Nyongesa shared his work with some of his friends for feedback, and the response he got made him realise that this was something many families were missing. In 2018, therefore, he opened up the platform to the public. For two years, Safiri Salama served as a platform where bereaved individuals could share stories, tributes, photos, music and videos celebrating the lives of relatives or friends who had passed away.
While going through the feedback he received from site visitors, again, Nyongesa realised that many people were asking questions about where they could get certain funeral-related services. It occurred to him that despite wide internet coverage in the country, there was limited information about funeral service providers online, a factor that inspired him some more.
“While Kenya, with a population of 55 million, leads Africa in internet penetration, smart phone access, e-commerce implosion, multiple fintechs, and ravenous consumption of online news, the end-of-life industry is largely untouched by the benefits of this tech revolution. You can buy a toothpick online but can’t track a coffin seller,” notes Nyongesa.
He adds that because people also do not ordinarily encourage the contemplation of death or any discussion about their own or their loved ones’ death, some unscrupulous funeral service providers have used this gap to their advantage to exploit uninformed families when they are in their most fragile emotional states.

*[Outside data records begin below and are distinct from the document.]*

PR #2557, opened 2018-10-08
List scope chain levels and their variables to the selected stack frame.

robertsipka:
It supports to list the scope chain of the current execution context and see which variables are available.

Please note that this is not a complete list, virtual properties are not included. I plan to expand them in a follow-up patch.

An example run should look like this:

test.js
```javascript

1 var c = 4;
2 var z = 5;
3 
4 function addX(x) {
5  return function(n) {
6     var b = 2;
7     return n + x;
8   }
9 }
10 addThree = addX(3);
11 d = addThree(c+z);
12 
13 function f() {
14   var x = true;
15   var g = 0;
16   (function() {
17     var a = [1,2,3]
18     a.y = "abc";
20     with (a) {
21       var h = [4,5,6]
22       with (h) {
23         h.d = "dfg"
24       }
25       a.d = x + g;
26     }
27   })();
28 }
29 
30 f();
```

“When grief and urgent decision making are paired, grieving families do not conduct proper research before buying. Additionally, the funeral industry hardly publishes their prices. Advertising in the sector is mostly limited to word of mouth and the reputation of the owner of the company, making it difficult to differentiate services between competitors. In this state of flux, bereaved families are hugely disadvantaged and end up pressure buying, rushed into making decisions at a moment’s notice,” adds Nyongesa.
And so in 2021, Nyongesa rolled out the Redbook, a digital market place on the Safiri Salama website, that connects verified service providers in the grief industry with families. He teamed up with Steve Lelei, an actuarial scientist, to help him manage the financials of the platform, and Edith Orwako, who has a background in management, to help in running some of the firm’s operations.

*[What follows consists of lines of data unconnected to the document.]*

PR #2559, opened 2018-10-09
Add some progress printing to the test262 tests

crazy2be:
Previously, these would run for several minutes without printing
any progress. Now, at least print the number of tests executed.

### DIFF
--- a/tools/runners/run-test-suite-test262.sh
+++ b/tools/runners/run-test-suite-test262.sh
@@ -62,9 +62,26 @@ rm -f "${PATH_TO_TEST262}/test/suite/ch15/15.9/15.9.3/S15.9.3.1_A5_T6.js"
 
 echo "Starting test262 testing for ${ENGINE}. Running test262 may take a several minutes."
 
+function progress_monitor() {
+  NUM_LINES_GOTTEN=0
+  (>&2 echo)
+  while read line
+  do
+    if [[ $((NUM_LINES_GOTTEN % 100)) == 0 ]]
+    then
+      (>&2 echo -ne "\rExecuted approx ${NUM_LINES_GOTTEN} tests...")
+    fi
+    echo "$line"
+    NUM_LINES_GOTTEN=$((NUM_LINES_GOTTEN + 1))
+  done
+  (>&2 echo)
+  (>&2 echo)
+}
+
 python2 "${PATH_TO_TEST262}"/tools/packaging/test262.py --command "${COMMAND}" \
                                                         --tests="${PATH_TO_TEST262}" --summary \
-                                                        &> "${REPORT_PATH}"
+                                                        | progress_monitor > "${REPORT_PATH}"
+
 TEST262_EXIT_CODE=$?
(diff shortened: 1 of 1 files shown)


LaszloLango:
I like this patch, but time to time we ran into the log limit on Travis CI. Fortunately it looks like this change does not reach the limit, because the bots are green. However it would be great to add a `quiet` option to easily turn off unnecessary logs when it is needed.

akosthekiss:
The commit is not properly signed, which makes the Travis CI fail. As long as the PR is red (i.e., some checks fail), it may get less attention from reviewers because they know that it will still certainly change. So, it's better to fix CI issues as early as possible.

crazy2be:
@akosthekiss: Oops, my bad! I didn't realize the CI builds were failing, thanks for the heads up :).

@LaszloLango: If the logs become too long, you can also adjust the space between logs. Right now it is 100, which should print about 115 lines. If that became too many, you can make it 200, which would only print 58 lines. Otherwise I am not sure the best way to add such a quiet option to the bash script (do you already have such a system in place for other scripts?).

tools/runners/run-test-suite-test262.sh
```diff
@@ -62,9 +62,24 @@ rm -f "${PATH_TO_TEST262}/test/suite/ch15/15.9/15.9.3/S15.9.3.1_A5_T6.js"
 
 echo "Starting test262 testing for ${ENGINE}. Running test262 may take a several minutes."
 
+function progress_monitor() {
+  NUM_LINES_GOTTEN=0
+  (>&2 echo)
+  while read line; do
```
LaszloLango: Minor style issue: put the `do` on separate line
```sh
while read line
do
```

tools/runners/run-test-suite-test262.sh
```diff
@@ -62,9 +62,24 @@ rm -f "${PATH_TO_TEST262}/test/suite/ch15/15.9/15.9.3/S15.9.3.1_A5_T6.js"
...
+    if [[ $((NUM_LINES_GOTTEN % 100)) == 0 ]]; then
```
LaszloLango: Minor style issue: put the `then` on a separate line
```
if [[ $((NUM_LINES_GOTTEN % 100)) == 0 ]]
then
```

tools/runners/run-test-suite-test262.sh
```diff
@@ -62,9 +62,24 @@ rm -f "${PATH_TO_TEST262}/test/suite/ch15/15.9/15.9.3/S15.9.3.1_A5_T6.js"
...
+      (>&2 echo -ne "\rExecuted approx ${NUM_LINES_GOTTEN} tests...")
+    fi
+    echo "$line"
+    NUM_LINES_GOTTEN=$((NUM_LINES_GOTTEN+1))
```
LaszloLango: Missing spaces around `+`:
`NUM_LINES_GOTTEN=$((NUM_LINES_GOTTEN + 1))`

PR #2563, opened 2018-10-18
Fix object initializer prescanning issues.

zherczeg:


zherczeg:
Thnak you. More description added.

PR #2570, opened 2018-10-24
Enable the already fixed test cases

matedabis:
Uncomment already fixed asserts.

### DIFF
--- a/tests/jerry/equality.js
+++ b/tests/jerry/equality.js
@@ -16,17 +16,17 @@ assert((5 == 5) == true);
 assert((7 != 2) == true);
 
 var num = 0;
-//var obj = new String("0");
+var obj = new String("0");
 var str = "0";
 var b = false;
 
 assert(num === num);
-//assert(obj === obj);
+assert(obj === obj);
 assert(str === str);
 
-//assert((num === obj) == false);
+assert((num === obj) == false);
 assert((num === str) == false);
-//assert((obj === str) == false);
-//assert((null === undefined) == false);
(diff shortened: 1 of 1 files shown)


akosthekiss:
I see the improvements to equality.js but what's the point of all the other "negative tests" in the other files? What test coverage does it improve?

matedabis:
@akosthekiss It improves the test coverage because it checks if these tests also work in the opposite way. There was not so many negative tests in the tests/jerry before, and with these test, I test cases that was not really tested before.

akosthekiss:
@matedabis I'd like to see this coverage increase supported by numbers. Could you please share coverage results (and how they were measured)?

My doubts come from the following observations:
- The tests already contain `if (true && false && fail())`
- The new addition is `if ((true && false && fail()) != false)`
- Assuming that `true && false && fail()` behaves consistently, this new code only tests `true != false`
- But that's already tested in test262/.../S8.3_A3.js.

This is just an example but there are similar constructs everywhere.

akosthekiss:
@matedabis Self correction. The new code only tests `false != false`, which is tested in .../S11.9.2_A3.1.js and S11.9.5_A3.js

matedabis:
@akosthekiss Okay, I will split it.

matedabis:
@akiss Now this PR only contains the changes of equality.js. I will put the other changes on @repasics's branch.

akosthekiss:
@matedabis Please, tag me (@akosthekiss) in communications.

PR #2572, opened 2018-10-26
Fix type conversion errors in case of TizenRT.

rtakacs:
There are some conversion errors when building JerryScript for TizenRT. This patch fixes that.


rtakacs:
@akosthekiss There are other `? true : false` places in the code and I use that solution for the hotfix. The explicit type case conversion indeed looks better.
The conversion errors are found by JSRemoteTest (when building for TizenRT). It is interesting why JerryScript's Travis jobs could not catch these errors.

zherczeg:
http://port70.net/~nsz/c/c11/n1570.html#6.3.1.2
This should be followed by C compilers. If a compiler complains, it does not follow the standard, so we should be careful.

akosthekiss:
The referred section of the standard only mandates _how_ a value must be converted to bool, not _when_. I.e., the standard does _not_ require the compiler to allow implicit conversion from int to bool.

The three managed to raise some Sh12.4million from an angel investor to finish developing the prototype. The Safiri Salama team vetted a number of funeral service providers and conducted some background research to ensure they were all credible, before listing them on the platform.

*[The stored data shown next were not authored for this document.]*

PR #2574, opened 2018-10-26
Parser style fixes after Class part II patch.

zherczeg:


jerry-core/parser/js/js-parser-internal.h
```diff
@@ -39,41 +39,41 @@
...
-  PARSER_DEBUGGER_BREAKPOINT_APPENDED = (1u << 17), /**< pending (unsent) breakpoint
-                                                     *   info is available */
+  PARSER_IS_STRICT = (1u << 0),                      /**< strict mode code */
+  PARSER_IS_FUNCTION = (1u << 1),                    /**< function body is parsed */
+  PARSER_IS_CLOSURE = (1u << 2),                     /**< function body is encapsulated in {} block */
+  PARSER_IS_FUNC_EXPRESSION = (1u << 3),             /**< a function expression is parsed */
+  PARSER_IS_PROPERTY_GETTER = (1u << 4),             /**< a property getter function is parsed */
+  PARSER_IS_PROPERTY_SETTER = (1u << 5),             /**< a property setter function is parsed */
+  PARSER_NAMED_FUNCTION_EXP = (1u << 6),             /**< a function expression has a name binding */
+  PARSER_HAS_NON_STRICT_ARG = (1u << 7),                    /**< the function has arguments which
```
akosthekiss: This comment seems to be unaligned.

jerry-core/parser/js/js-parser-expr.c
```diff
@@ -1504,19 +1500,14 @@ parser_process_unary_expression (parser_context_t *context_p) /**< context */
 
         if (is_eval)
         {
+          parser_emit_cbc (context_p, CBC_EVAL);
```
akosthekiss: Isn't this causing extra work for the `#ifndef CONFIG_DISABLE_ES2015_CLASS` && `context_p->status_flags & PARSER_CLASS_HAS_SUPER` case? A `CBC_EVAL` is emitted just to be overwritten (below) with `context_p->last_cbc_opcode =`.

zherczeg: This is how CBC works in general. You start with an opcode and mutate it to others. While this could be done a bit more efficiently, I think the perf gain is negligible, since eval is not that frequent. And looks much better.

akosthekiss: Yes, bytecode rewrite happens, when a different step realizes that it can do something more efficiently than the previous step. But this is different as CBC rewrite happens right after the CBC is written. I don't think that we should write intentionally inefficient code only to avoid an `#ifndef`.

akosthekiss: I you mean by "manually" that it writes `last_cbc_opcode` and `last_cbc.value` directly, then that's still happening. To avoid that, the proper approach would be to add a new `parser_emit_cbc_class_eval` (or something like that) to js-parser-util.c and call that from the `if (context_p->status_flags & PARSER_CLASS_HAS_SUPER)` branch (and keep calling `parser_emit_cbc (context_p, CBC_EVAL);` otherwise).

LaszloLango:
@zherczeg Please rebase to the current master.

jerry-core/parser/js/js-parser-internal.h
zherczeg: It seems github does not close these automatically anymore.

jerry-core/parser/js/js-parser-expr.c
zherczeg: Code rewritten. I don't like these "Outdated" labels.

zherczeg:
Please check the patch again.

jerry-core/parser/js/js-lexer.c
```diff
@@ -319,7 +319,7 @@ static const keyword_string_t keywords_with_length_2[] =
 {
   LEXER_KEYWORD ("do", LEXER_KEYW_DO),
   LEXER_KEYWORD ("if", LEXER_KEYW_IF),
-  LEXER_KEYWORD ("in", LEXER_KEYW_IN),
+  LEXER_KEYWORD ("in", LEXER_KEYW_IN)
```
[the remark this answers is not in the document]
zherczeg: I think such change is rare because the items are in alphabetic order. And we usually don't put a comma after the last item in other enums as well.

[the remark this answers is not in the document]
akosthekiss: These are the arrays and enums where the use-trailing-comma-everywhere principle is used:

- arrays:
jerry_typedarray_mappings, ecma_builtin_routines, ecma_builtin_call_functions, ecma_builtin_construct_functions, ecma_builtin_property_list_references, ecma_error_mappings, cbc_flags, cbc_ext_flags, cbc_names, cbc_ext_names, statement_lengths
- enums:
jerry_debugger_flags_t, jerry_debugger_header_type_t, jerry_debugger_configuration_flags_t, jerry_debugger_eval_type_t, jerry_debugger_eval_result_type_t, jerry_debugger_output_subtype_t, ecma_init_flag_t, ecma_status_flag_t, ecma_parse_opts_t, ecma_property_types_t, ecma_list_properties_options_t, ecma_property_flags_t, ecma_collection_flag_t, ecma_direct_string_type_t, ecma_arraybuffer_extra_flag_t, ecma_property_hashmap_delete_status, ecma_builtin_property_type_t, ecma_builtin_number_type_t, ecma_array_object_set_length_flags_t, jerry_init_flag_t, jerry_type_t, jerry_typedarray_type_t, jerry_debugger_wait_for_source_status_t, jerry_generate_snapshot_opts_t, jerry_exec_snapshot_opts_t, jmem_free_unused_memory_severity_t, cbc_code_flags, cbc_opcode_t, cbc_ext_opcode_t, lexer_literal_type_t, lexer_literal_status_flags_t, skip_mode_t, lexer_token_type_t, lexer_obj_ident_opts_t, lexer_literal_object_type_t, lexer_number_type_t, parser_object_literal_item_types_t, parser_general_flags_t, parser_expression_flags_t, scan_modes_t, scan_stack_modes_t, parser_statement_type_t, parser_try_block_type_t, re_token_type_t, number_arithmetic_op, number_bitwise_logic_op, vm_stack_context_type_t, vm_oc_get_types, vm_oc_types, vm_oc_put_types, vm_call_operation

That's quite some, I think. But not universal, for sure. The style is mixed in the code base. But if I had to choose between future proof and not future proof, I'd go for the first option. And definitely would not change _back_ from the first style to the latter one.

jerry-core/parser/js/js-parser-expr.c
```diff
@@ -1375,6 +1371,24 @@ parser_parse_unary_expression (parser_context_t *context_p, /**< context */
   lexer_next_token (context_p);
 } /* parser_parse_unary_expression */
 
+/**
+ * Push an eval opcode.
+ */
+static inline void
+parser_emit_eval (parser_context_t *context_p) /**< context */
```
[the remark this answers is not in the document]
akosthekiss: Well, I was not referring to rules as such but to coding patterns, especially related to `parser_emit_` helper functions. Such functions appear in two files: js-parser-expr.c and js-parser-util.c. In js-parser-util.c, all `parser_emit_` functions are grouped to the beginning of the file, just like the single `parser_emit_unary_lvalue_opcode` helper in js-parser-expr.c (this file). Moreover `parser_emit_unary_lvalue_opcode` is first used at line 1693 but already defined at line 86 (i.e., not before the use).

LaszloLango:
@zherczeg please rebase the PR

zherczeg:
I may open it in the future.

PR #2575, opened 2018-10-26
Get rid of `? true : false`

akosthekiss:

### DIFF
--- a/jerry-core/ecma/builtin-objects/ecma-builtin-number-prototype.c
+++ b/jerry-core/ecma/builtin-objects/ecma-builtin-number-prototype.c
@@ -650,7 +650,7 @@ ecma_builtin_number_prototype_object_to_fixed (ecma_value_t this_arg, /**< this 
                                                                    num_digits + 1,
                                                                    exponent + frac_digits,
                                                                    &exponent,
-                                                                   ecma_number_is_zero (this_num) ? true : false);
+                                                                   ecma_number_is_zero (this_num));
 
           /* Buffer that is used to construct the string. */
           int buffer_size = (exponent > 0) ? exponent + frac_digits + 2 : frac_digits + 3;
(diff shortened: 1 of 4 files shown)


zherczeg:
I would like to see the effect on some exotic compiler environments. This has never caused any issues on Linux.

akosthekiss:
@zherczeg Please, name those exotic compiler environments and also those from whom you expect the feedback. Right now, I see no setup where `? true : false` would be a sensible construct.

LaszloLango:
LGTM if builds with in the environment @rtakacs use. @rtakacs please validate the patch.

rtakacs:
I've tried out JSRemoteTest with this branch:

```
js-remote-test/deps/jerryscript/jerry-core/parser/js/js-lexer.c: In function 'lexer_construct_regexp_object':
js-remote-test/deps/jerryscript/jerry-core/ecma/base/ecma-globals.h:246:3: error: conversion to '_Bool8' from 'long int' may alter its value [-Werror=conversion]
   (JERRY_UNLIKELY ((value) == ECMA_VALUE_ERROR))
   ^
js-remote-test/deps/jerryscript/jerry-core/parser/js/js-lexer.c:2178:19: note: in expansion of macro 'ECMA_IS_VALUE_ERROR'
   bool is_throw = ECMA_IS_VALUE_ERROR (completion_value);
```

rtakacs:
More detailed output: https://gist.github.com/rtakacs/0de9c0fa1b9a1b4b80162e435dd8f947

akosthekiss:
@rtakacs I've updated the PR. I did not expect `JERRY_UNLIKELY` (the expression behind `ECMA_IS_VALUE_ERROR`) to yield result incompatible with `bool`. Now, that result is also cast explicitly. Could you please run a new round of tests?

rtakacs:
@akosthekiss Okay, it works now :)

LGTM (informal)

akosthekiss:
Thanks, @rtakacs

PR #2577, opened 2018-10-29
Improve .travis.yml

akosthekiss:
- Use builtin support of Travis CI for job names instead of using
  a custom environment variable for the same purpose.
- Use `skip` in `script` and `install` steps instead of `true`.


akosthekiss:
I think this makes the Travis CI page nicer but that's highly subjective. Please, let me know what you think.

PR #2578, opened 2018-10-29
Add new test

repasics:
Added unusual-javascript-constructs.js to test corner cases

### DIFF
--- a/tests/jerry-test-suite/11/11.08/11.08.06/11.08.06-008.js
+++ b/tests/jerry-test-suite/11/11.08/11.08.06/11.08.06-008.js
@@ -12,19 +12,6 @@
 // See the License for the specific language governing permissions and
 // limitations under the License.
 
-var big = 2147483646;
-
-big++;
-assert(big == 2147483647);
-
-big += 1;
-assert(big == 2147483648); // overflow on 32bit numbers
-
-big++;
-assert(big == 2147483649); // overflow on 32bit numbers
-
-assert ((1152921504606846976).toString() === "1152921504606847000")
-
-assert (1.797693134862315808e+308 === Infinity);
-
-assert (9999999999999999 == 10000000000000000);
+var a = null;
+var c = a instanceof Object;
+assert (!c);
--- a/tests/jerry/arithmetics-2.js
+++ b/tests/jerry/arithmetics-2.js
@@ -51,3 +51,5 @@ try {
 catch (e) {
   assert (e instanceof ReferenceError);
 }
+
+assert (0.1 + 0.2 != 0.3);
--- a/tests/jerry/unusual.js
+++ b/tests/jerry/unusual.js
@@ -12,19 +12,16 @@
 // See the License for the specific language governing permissions and
 // limitations under the License.
 
-var big = 2147483646;
+var x = [0];
+assert (x == x);
+assert (x == !x);
+assert (Array(3) == ",,");
 
-big++;
-assert(big == 2147483647);
+assert ([] + [] == "");
+assert ([] + {} == "[object Object]");
+assert (eval ("{} + []") == 0);
+assert (isNaN (eval ("{} + {}")));
+assert ({} + [] == "[object Object]");
+assert ({} + {} == "[object Object][object Object]");
 
-big += 1;
-assert(big == 2147483648); // overflow on 32bit numbers
-
-big++;
-assert(big == 2147483649); // overflow on 32bit numbers
-
-assert ((1152921504606846976).toString() === "1152921504606847000")
-
-assert (1.797693134862315808e+308 === Infinity);
-
-assert (9999999999999999 == 10000000000000000);
+assert ((! + [] + [] + ![]) === "truefalse");


tests/jerry/unusual-javascript-constructs.js
```diff
@@ -0,0 +1,39 @@
...
+
+assert (9999999999999999 == 10000000000000000);
+assert (0.1 + 0.2 != 0.3);
+assert (!(Math.max() > Math.min()));
+assert (Math.max() < Math.min());
+
+assert ([] + [] == "");
+assert ([] + {} == "[object Object]");
+//assert({} + [] == 0); // FIXME: assertion failed, it should be 0, but it is [object Object]
+//assert({} + {} == NaN); // // FIXME: assertion failed, it should be NaN, but it is [object Object][object Object]
```
loki04: Please create new issues for these two ones! It probably worth to add the link of the issues here as well.

rerobika: There is **no need** to add new issues and also the _assertions are wrong_.

The correct asserts would look like:

```js
assert (eval ("{} + []") == 0)
assert (isNaN (eval ("{} + {}"))); // isNaN should be used instead of == NaN
```
The reason behind this is how `{}` is being parsed.
- As a block (That's why `{} + []` evaluates to 0, since `{}` evaluates to an **empty block**, and `+[]` gives **0** as a result)
- As an object literal (putting this check in an assert the `{}` becomes a part of an **expression** so it's interpreted as an **object**)

Also these test cases should be added with a bit modification:

```js
assert ({} + [] == "[object Object]")
assert ({} + {} == "[object Object][object Object]");
```

akosthekiss: This is strange. I've just built jerry and the interactive shell gives me:
```
jerry> {} + {}
NaN
```

That's not `[object Object][object Object]`.

Moreover, the assert couldn't be passing anyway as comparing anything to NaN (NaN included) gives false.

tests/jerry/unusual-javascript-constructs.js
```diff
@@ -0,0 +1,39 @@
...
+assert (!("string" instanceof String));
+
+assert (9999999999999999 == 10000000000000000);
+assert (0.1 + 0.2 != 0.3);
+assert (!(Math.max() > Math.min()));
+assert (Math.max() < Math.min());
+
+assert ([] + [] == "");
+assert ([] + {} == "[object Object]");
+//assert({} + [] == 0); // FIXME: assertion failed, it should be 0, but it is [object Object]
```
akosthekiss: This also seems to work for me in the interactive shell:
```
jerry> {} + []
0
```

tests/jerry/unusual-javascript-constructs.js
akosthekiss: (To clarify: my above comment "This is strange" is not a response to @rerobika but a reaction to the commit itself. We must have been typing our reviews in parallel.)

rerobika: @akosthekiss That's the expected behavior. Since you are using the CLI, it evaluates the given line, so the output is correct. (same for the other test case)

``` js
jerry> {} + [] // parse {} as an empty block
0
jerry> print ( {} + [] ) // parse {} as an object literal ( now {} is a part of an expression)
[object Object]
undefined
```

tests/jerry/unusual-javascript-constructs.js
```diff
@@ -0,0 +1,39 @@
...
+// WITHOUT WARRANTIES OR CONDITIONS OF ANY KIND, either express or implied.
+// See the License for the specific language governing permissions and
+// limitations under the License.
+
+var x = [0];
+assert (x == x);
+assert (x == !x);
+assert (Array(3) == ",,");
+
+assert (typeof NaN == "number");
```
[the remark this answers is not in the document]
loki04: I agree with you. If the test case exists elsewhere in the repository, there is no reason to duplicate it.

tests/jerry/unusual-javascript-constructs.js
```diff
@@ -0,0 +1,32 @@
...
+// WITHOUT WARRANTIES OR CONDITIONS OF ANY KIND, either express or implied.
+// See the License for the specific language governing permissions and
+// limitations under the License.
+
+var x = [0];
+assert (x == x);
+assert (x == !x);
+assert (Array(3) == ",,");
+
+assert (!(null instanceof Object));
```
akosthekiss: Something like this is tested in tests/test262/test/suite/ch15/15.3/15.3.5/S15.3.5.3_A1_T6.js (testing [[HasInstance]]) but I agree that it's not completely the same. But then, this might deserve its own test case in tests/jerry-test-suite/11/11.08/11.08.06/ (tests of instanceof), a new 11.08.06-008.js test file.

tests/jerry/unusual-javascript-constructs.js
```diff
@@ -0,0 +1,32 @@
+// Copyright JS Foundation and other contributors, http://js.foundation
```
akosthekiss: "javascript" in the file name doesn't carry too much information (considering that this is the test suite of a javascript engine). I think tests/jerry/unusual.js would be enough.

tests/jerry-test-suite/11/11.08/11.08.06/11.08.06-008.js
```diff
@@ -0,0 +1,17 @@
...
+//
+// Unless required by applicable law or agreed to in writing, software
+// distributed under the License is distributed on an "AS IS" BASIS
+// WITHOUT WARRANTIES OR CONDITIONS OF ANY KIND, either express or implied.
+// See the License for the specific language governing permissions and
+// limitations under the License.
+
+var a = null;
+var c = a instanceof Object;
+assert (!c);
```
rerobika: Isn't this a bit convoluted way of saying
```js
assert (!(null instanceof Object)
```
?

repasics: I used the other files from that directory as sample.

rerobika: Thanks for the clarification, now it's fine for me as well.

tests/jerry/arithmetics-2.js
```diff
@@ -28,6 +28,8 @@ assert(c == 210);
 c = a / b;
 assert(c >= 2.1 - 0.000001 && c <= 2.1 + 0.000001);
 
+assert (0.1 + 0.2 != 0.3);
```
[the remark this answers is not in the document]
repasics: I've inserted it there because there is the only floating point check in the file. I tought it fits there.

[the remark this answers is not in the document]
akosthekiss: I'd suggest moving it to the end.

“Funeral services vendors also struggle with online presence which is now critical for any consumer business. For vendors unfamiliar or without an online presence, we also offered to provide mini websites within the Redbook via subscription, to showcase products, pricing and stock availability.”
Funeral service providers
Fast forward to 2023, the Redbook currently features around 50 categories of both direct and indirect funeral service providers. These include funeral homes, flower and coffin dealers, event service providers such as caterers, tent dealers and sound personnel, funeral cover providers, legal services providers (Estate Administration, Wills, Trust Registration), transportation including air freight, hearses and car hire, as well as counselling and palliative care providers.
The Redbook currently serves users in Nairobi, but Nyongesa and his team are seeking additional funding to be able to finance marketing campaigns to other parts of the country as well.
They also plan to complete the Redbook advertising/priority listing module, hire technical, marketing and customer service teams, as well as improve their analytics module. They also plan to conduct sensitisation campaigns aimed at changing the perception of people about the grief industry, noting that it is an industry like any other.
“Kenya’s fast-growing funeral industry has resulted in expanded services, new trends and a multiplication of vendors. From private funeral homes, industrial coffin makers, insurance, lawyers, event planners, transportation fleets, the end-of-life industry in Kenya is now a huge system with thousands of players and companies. Conservative estimates place the industry worth at Sh56 billion per year,” says the businessman.